*** Opening DATASET RECORDS ***
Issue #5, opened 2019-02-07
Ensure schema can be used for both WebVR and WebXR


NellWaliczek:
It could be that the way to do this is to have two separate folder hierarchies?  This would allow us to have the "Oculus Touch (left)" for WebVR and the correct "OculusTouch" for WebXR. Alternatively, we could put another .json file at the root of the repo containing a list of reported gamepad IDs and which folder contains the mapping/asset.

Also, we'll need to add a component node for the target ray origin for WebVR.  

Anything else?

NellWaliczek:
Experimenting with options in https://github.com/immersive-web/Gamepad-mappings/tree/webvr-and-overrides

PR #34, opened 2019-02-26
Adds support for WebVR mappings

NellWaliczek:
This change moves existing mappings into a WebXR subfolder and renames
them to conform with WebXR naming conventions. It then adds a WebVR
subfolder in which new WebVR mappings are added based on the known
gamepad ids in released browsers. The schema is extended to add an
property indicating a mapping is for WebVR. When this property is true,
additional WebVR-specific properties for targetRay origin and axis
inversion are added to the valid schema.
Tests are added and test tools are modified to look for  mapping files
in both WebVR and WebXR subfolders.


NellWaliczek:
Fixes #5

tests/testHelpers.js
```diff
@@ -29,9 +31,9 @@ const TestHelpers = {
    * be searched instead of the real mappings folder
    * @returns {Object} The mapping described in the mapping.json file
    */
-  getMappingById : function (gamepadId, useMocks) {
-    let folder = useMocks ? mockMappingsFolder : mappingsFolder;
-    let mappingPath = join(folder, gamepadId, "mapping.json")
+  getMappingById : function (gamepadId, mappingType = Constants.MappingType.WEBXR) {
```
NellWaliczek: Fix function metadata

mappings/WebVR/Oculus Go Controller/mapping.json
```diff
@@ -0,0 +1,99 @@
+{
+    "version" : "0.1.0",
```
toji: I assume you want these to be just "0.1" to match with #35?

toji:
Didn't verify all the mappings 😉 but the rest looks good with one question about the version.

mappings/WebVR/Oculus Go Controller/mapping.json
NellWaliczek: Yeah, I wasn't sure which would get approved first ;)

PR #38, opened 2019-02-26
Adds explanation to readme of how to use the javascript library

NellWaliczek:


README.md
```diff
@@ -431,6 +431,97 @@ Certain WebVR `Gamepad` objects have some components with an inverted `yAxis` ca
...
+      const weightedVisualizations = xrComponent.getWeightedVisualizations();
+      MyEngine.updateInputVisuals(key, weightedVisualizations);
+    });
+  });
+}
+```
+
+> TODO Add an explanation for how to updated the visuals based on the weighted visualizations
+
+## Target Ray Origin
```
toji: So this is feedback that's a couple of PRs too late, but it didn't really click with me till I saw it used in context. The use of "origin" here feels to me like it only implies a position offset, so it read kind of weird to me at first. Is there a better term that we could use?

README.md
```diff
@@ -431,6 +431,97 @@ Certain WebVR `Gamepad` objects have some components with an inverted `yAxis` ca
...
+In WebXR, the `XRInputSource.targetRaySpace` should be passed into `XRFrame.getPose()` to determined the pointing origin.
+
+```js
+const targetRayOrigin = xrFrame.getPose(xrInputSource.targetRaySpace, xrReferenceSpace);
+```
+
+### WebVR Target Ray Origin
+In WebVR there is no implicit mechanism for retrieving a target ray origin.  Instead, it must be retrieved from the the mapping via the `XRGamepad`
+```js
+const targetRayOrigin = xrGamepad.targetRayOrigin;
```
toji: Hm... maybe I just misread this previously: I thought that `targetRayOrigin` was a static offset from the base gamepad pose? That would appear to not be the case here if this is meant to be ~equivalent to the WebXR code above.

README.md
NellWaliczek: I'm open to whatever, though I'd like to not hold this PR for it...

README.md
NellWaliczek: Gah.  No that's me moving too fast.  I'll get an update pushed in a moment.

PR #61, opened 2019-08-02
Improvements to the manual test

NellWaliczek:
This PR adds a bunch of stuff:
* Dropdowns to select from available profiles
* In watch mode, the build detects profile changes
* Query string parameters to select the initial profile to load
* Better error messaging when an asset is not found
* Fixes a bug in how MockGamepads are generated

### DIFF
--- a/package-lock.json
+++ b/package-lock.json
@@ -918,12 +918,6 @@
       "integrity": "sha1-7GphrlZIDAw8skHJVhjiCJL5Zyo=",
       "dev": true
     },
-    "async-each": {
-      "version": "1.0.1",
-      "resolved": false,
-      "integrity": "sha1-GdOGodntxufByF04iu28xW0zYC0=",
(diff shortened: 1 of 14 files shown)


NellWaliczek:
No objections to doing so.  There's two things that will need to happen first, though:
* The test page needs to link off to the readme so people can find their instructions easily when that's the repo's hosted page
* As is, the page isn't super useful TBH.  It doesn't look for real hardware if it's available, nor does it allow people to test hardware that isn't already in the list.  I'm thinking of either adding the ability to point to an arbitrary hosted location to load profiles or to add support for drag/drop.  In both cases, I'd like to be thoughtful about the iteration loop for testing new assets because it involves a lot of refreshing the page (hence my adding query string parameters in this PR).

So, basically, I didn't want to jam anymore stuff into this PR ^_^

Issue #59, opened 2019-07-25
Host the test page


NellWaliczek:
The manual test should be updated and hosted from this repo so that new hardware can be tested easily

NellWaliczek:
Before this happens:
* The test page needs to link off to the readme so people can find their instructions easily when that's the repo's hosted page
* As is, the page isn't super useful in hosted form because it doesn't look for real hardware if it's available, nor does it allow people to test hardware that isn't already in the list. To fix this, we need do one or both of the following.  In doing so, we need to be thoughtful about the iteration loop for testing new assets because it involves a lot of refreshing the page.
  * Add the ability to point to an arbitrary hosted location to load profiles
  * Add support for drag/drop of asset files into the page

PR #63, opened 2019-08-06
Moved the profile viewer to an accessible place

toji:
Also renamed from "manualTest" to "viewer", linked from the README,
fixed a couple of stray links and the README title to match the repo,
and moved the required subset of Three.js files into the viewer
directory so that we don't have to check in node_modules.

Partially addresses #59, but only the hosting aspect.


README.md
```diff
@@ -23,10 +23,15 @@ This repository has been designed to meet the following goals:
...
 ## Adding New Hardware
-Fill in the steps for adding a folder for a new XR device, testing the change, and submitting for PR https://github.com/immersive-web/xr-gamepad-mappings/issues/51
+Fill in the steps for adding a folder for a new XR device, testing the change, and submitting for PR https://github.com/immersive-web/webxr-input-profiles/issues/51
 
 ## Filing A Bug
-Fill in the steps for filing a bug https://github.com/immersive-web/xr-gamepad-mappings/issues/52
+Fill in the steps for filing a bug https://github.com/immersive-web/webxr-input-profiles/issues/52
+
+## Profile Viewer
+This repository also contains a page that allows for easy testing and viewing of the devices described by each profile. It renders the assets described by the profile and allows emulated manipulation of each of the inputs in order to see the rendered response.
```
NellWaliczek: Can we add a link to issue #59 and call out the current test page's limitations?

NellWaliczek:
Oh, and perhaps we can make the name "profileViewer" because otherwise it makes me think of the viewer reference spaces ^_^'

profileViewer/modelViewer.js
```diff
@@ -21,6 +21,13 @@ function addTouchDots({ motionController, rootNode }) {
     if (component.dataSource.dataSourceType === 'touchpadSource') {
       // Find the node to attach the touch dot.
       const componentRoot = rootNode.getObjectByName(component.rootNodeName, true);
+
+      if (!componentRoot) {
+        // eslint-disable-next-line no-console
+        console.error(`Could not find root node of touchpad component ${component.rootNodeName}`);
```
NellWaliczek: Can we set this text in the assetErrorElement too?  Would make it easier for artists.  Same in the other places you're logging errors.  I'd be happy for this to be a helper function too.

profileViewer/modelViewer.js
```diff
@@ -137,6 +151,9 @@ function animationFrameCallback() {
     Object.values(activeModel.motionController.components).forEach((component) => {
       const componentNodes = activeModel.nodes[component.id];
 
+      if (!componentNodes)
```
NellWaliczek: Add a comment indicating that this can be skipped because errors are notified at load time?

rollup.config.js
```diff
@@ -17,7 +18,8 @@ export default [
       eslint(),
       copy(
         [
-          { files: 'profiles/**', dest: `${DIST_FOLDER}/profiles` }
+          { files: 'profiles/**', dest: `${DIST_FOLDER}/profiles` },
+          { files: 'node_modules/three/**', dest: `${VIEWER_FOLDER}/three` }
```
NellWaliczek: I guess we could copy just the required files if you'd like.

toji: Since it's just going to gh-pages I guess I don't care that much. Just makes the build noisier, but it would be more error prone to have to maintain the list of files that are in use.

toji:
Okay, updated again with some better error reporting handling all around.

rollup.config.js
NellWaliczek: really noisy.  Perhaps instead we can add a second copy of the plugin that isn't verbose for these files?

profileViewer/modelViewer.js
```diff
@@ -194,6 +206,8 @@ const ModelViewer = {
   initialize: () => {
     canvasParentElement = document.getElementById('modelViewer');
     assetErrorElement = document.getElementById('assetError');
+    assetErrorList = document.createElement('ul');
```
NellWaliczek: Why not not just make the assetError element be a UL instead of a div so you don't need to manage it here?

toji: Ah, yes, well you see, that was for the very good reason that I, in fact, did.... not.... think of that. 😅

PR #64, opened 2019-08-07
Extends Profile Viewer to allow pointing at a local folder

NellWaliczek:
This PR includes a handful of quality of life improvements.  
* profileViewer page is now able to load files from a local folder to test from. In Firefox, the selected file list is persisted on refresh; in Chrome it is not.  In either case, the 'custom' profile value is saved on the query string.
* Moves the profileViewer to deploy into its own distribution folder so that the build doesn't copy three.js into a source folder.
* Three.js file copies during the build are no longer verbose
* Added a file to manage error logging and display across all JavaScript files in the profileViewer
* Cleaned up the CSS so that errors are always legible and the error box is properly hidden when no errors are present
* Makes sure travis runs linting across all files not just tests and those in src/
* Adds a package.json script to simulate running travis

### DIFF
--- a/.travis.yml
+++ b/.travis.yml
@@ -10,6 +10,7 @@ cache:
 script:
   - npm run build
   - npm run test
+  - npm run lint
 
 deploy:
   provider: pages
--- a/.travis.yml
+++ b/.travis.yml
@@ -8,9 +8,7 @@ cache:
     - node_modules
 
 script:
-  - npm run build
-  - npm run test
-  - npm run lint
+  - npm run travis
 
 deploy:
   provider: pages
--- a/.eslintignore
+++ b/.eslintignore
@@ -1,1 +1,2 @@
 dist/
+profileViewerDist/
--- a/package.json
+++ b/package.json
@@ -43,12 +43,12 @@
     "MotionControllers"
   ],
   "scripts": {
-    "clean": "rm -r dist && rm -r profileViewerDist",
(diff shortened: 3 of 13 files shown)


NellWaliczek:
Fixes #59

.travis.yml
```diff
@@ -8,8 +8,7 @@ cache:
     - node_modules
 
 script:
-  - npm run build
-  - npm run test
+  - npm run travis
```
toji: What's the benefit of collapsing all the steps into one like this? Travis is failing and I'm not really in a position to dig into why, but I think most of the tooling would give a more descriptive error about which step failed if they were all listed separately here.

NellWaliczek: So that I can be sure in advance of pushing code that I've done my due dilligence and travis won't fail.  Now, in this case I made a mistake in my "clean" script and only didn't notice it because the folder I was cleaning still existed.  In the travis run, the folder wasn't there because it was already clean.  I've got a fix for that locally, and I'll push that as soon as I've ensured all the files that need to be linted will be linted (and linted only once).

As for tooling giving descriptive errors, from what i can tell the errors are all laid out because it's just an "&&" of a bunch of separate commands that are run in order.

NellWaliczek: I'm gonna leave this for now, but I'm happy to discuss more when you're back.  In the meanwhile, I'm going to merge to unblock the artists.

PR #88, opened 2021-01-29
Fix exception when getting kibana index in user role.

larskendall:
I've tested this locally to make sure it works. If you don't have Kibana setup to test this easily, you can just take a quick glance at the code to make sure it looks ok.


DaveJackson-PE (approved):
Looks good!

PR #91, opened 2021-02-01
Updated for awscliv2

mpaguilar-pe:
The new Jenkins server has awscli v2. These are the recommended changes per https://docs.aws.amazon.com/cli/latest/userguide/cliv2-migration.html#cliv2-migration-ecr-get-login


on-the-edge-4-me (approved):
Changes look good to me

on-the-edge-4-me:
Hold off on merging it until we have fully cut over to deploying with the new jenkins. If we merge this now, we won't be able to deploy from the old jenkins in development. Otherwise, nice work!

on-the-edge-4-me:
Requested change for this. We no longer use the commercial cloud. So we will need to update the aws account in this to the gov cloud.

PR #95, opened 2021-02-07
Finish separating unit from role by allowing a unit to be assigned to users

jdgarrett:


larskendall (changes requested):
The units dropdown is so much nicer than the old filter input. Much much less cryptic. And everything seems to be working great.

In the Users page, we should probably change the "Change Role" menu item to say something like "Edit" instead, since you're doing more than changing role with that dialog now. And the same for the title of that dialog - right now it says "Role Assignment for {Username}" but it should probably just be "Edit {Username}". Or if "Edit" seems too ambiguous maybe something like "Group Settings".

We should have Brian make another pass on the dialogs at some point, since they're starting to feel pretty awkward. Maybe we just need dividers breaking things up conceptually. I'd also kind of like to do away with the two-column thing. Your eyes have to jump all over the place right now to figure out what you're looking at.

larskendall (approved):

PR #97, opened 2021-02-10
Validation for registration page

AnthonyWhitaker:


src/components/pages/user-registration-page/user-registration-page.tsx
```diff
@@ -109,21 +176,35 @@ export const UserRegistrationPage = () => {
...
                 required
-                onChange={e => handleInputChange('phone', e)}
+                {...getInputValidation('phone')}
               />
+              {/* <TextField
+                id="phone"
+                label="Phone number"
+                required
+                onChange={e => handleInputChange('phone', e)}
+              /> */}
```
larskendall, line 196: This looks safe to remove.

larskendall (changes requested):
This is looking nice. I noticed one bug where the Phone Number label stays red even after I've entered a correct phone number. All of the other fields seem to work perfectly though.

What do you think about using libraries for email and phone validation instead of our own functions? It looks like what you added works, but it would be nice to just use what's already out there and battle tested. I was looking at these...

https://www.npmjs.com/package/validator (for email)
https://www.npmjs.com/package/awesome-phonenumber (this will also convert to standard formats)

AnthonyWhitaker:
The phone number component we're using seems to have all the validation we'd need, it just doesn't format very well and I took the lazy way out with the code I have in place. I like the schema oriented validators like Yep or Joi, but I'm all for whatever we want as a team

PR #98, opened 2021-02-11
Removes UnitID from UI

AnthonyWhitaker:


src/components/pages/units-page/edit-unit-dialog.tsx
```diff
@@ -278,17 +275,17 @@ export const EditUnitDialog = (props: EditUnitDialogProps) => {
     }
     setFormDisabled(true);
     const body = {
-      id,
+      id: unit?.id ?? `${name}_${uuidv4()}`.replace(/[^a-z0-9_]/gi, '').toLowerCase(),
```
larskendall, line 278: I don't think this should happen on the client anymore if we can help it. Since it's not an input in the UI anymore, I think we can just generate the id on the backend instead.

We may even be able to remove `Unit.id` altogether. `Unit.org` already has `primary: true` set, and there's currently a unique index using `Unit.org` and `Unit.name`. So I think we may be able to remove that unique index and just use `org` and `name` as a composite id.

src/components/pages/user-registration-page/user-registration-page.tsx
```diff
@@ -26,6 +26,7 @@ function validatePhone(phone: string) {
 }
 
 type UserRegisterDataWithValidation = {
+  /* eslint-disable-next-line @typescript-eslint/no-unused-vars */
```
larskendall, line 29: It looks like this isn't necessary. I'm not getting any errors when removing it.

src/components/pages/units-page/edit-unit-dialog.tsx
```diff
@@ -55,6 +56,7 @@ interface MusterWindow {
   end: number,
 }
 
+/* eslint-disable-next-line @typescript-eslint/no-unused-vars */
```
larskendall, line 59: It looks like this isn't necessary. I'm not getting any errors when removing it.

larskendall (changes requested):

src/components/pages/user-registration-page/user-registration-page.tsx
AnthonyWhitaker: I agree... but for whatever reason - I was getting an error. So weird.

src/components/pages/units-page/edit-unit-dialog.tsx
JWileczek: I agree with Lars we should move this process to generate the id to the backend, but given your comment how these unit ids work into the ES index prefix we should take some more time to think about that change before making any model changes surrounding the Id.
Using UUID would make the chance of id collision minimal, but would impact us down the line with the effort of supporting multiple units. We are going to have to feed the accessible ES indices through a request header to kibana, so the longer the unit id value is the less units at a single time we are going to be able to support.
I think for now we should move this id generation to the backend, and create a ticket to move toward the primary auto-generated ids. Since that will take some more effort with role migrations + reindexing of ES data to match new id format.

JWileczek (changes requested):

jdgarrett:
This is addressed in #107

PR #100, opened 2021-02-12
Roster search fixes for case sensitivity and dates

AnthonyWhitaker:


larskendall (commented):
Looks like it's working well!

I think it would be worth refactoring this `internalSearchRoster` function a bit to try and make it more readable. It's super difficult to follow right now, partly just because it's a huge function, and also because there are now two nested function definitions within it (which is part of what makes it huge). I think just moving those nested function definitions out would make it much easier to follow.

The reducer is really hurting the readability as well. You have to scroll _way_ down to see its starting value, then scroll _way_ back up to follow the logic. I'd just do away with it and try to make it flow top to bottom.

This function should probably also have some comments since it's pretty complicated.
*** Closing DATASET RECORDS ***
From the records above, tally every line that contains the string "doing"; the reply consists of that number alone.

3